• SUPPLIED ENTRIES:
=-=-=-=-=

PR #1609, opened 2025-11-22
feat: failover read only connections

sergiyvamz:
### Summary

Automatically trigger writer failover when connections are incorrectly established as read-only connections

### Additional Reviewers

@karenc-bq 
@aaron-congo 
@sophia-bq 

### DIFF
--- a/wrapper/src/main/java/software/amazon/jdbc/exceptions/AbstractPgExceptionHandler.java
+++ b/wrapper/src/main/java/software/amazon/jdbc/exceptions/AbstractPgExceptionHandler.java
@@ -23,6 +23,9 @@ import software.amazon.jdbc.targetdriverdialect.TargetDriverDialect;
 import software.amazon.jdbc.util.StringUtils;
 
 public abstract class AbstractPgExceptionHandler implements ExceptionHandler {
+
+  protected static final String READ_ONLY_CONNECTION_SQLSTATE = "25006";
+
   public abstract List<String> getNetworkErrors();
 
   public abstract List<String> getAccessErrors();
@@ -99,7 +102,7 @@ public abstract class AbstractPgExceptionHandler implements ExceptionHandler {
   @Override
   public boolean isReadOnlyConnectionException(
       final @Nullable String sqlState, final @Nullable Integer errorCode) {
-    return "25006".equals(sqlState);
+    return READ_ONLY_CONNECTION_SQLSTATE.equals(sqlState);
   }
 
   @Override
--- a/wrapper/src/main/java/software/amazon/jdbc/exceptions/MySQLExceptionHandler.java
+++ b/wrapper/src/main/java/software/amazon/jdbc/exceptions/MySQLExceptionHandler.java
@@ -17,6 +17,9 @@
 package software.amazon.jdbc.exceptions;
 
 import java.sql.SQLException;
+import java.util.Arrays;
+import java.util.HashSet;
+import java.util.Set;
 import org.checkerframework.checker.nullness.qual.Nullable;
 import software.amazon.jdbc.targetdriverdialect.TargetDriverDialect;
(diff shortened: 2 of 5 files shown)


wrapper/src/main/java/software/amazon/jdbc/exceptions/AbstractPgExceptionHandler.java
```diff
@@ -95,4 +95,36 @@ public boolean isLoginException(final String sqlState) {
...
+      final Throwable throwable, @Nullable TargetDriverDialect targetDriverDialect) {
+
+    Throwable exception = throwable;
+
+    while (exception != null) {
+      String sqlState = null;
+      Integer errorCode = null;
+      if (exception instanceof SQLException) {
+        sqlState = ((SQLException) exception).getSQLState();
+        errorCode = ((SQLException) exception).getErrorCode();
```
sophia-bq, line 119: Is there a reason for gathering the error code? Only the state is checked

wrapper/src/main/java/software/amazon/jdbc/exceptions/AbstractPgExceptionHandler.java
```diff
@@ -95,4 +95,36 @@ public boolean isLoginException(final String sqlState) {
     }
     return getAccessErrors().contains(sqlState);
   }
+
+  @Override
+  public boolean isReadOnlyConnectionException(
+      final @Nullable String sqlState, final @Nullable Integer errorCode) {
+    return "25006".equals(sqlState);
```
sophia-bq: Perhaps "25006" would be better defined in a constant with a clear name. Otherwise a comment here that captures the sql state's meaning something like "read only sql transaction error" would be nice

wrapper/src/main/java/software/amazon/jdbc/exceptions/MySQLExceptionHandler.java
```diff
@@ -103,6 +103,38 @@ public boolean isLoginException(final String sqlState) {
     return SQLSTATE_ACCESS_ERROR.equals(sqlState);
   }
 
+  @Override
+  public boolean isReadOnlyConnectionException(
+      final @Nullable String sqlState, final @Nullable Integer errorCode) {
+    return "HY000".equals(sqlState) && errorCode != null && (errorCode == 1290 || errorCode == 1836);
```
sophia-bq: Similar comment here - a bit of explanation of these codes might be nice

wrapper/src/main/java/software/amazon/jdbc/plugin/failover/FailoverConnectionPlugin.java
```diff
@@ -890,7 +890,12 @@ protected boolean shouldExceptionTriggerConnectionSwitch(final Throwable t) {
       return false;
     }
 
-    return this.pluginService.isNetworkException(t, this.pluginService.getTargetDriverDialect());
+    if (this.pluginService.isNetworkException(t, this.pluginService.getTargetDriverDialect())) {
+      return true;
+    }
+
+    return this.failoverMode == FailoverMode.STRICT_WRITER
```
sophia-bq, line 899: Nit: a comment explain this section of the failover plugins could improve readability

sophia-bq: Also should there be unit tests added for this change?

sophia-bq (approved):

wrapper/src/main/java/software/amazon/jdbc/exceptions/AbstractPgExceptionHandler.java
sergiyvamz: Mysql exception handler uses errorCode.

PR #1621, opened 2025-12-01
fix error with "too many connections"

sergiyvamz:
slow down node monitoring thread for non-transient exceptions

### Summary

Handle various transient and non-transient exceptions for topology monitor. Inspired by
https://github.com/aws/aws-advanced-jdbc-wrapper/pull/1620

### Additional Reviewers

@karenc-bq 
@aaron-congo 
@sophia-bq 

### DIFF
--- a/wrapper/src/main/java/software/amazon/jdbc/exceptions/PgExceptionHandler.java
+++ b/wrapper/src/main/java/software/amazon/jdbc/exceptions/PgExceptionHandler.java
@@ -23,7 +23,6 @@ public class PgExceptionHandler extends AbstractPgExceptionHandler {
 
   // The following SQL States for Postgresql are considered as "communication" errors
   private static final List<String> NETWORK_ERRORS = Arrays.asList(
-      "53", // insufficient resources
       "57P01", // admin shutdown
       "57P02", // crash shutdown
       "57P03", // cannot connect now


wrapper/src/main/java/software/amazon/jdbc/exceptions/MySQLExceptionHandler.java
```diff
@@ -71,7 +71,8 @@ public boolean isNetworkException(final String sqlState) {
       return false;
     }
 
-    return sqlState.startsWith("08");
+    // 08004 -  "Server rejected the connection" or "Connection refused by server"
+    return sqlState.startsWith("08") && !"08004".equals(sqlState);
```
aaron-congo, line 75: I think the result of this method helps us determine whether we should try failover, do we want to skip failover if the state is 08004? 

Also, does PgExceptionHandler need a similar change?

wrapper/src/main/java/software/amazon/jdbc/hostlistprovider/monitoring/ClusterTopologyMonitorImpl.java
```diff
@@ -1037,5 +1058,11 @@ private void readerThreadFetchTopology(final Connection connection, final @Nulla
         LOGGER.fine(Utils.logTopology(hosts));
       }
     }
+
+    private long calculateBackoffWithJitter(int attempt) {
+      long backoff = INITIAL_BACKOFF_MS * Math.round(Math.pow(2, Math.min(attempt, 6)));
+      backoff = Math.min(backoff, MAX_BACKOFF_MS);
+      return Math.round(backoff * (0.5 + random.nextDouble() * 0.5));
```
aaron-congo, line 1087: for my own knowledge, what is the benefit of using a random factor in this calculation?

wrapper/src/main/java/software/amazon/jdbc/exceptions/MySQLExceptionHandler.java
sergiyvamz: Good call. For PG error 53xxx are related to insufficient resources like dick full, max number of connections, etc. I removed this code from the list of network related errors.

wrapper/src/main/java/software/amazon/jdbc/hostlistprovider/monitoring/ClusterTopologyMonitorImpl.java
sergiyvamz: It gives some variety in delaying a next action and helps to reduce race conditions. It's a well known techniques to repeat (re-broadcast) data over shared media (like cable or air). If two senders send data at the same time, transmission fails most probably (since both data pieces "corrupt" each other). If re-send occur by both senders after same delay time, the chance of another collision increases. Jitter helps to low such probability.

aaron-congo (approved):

=-=-=-=-=

• TASK ITEM: Count every line in the entries above where the word "change" appears; respond with the number alone.

• RESPONSE TO THIS EXERCISE: 2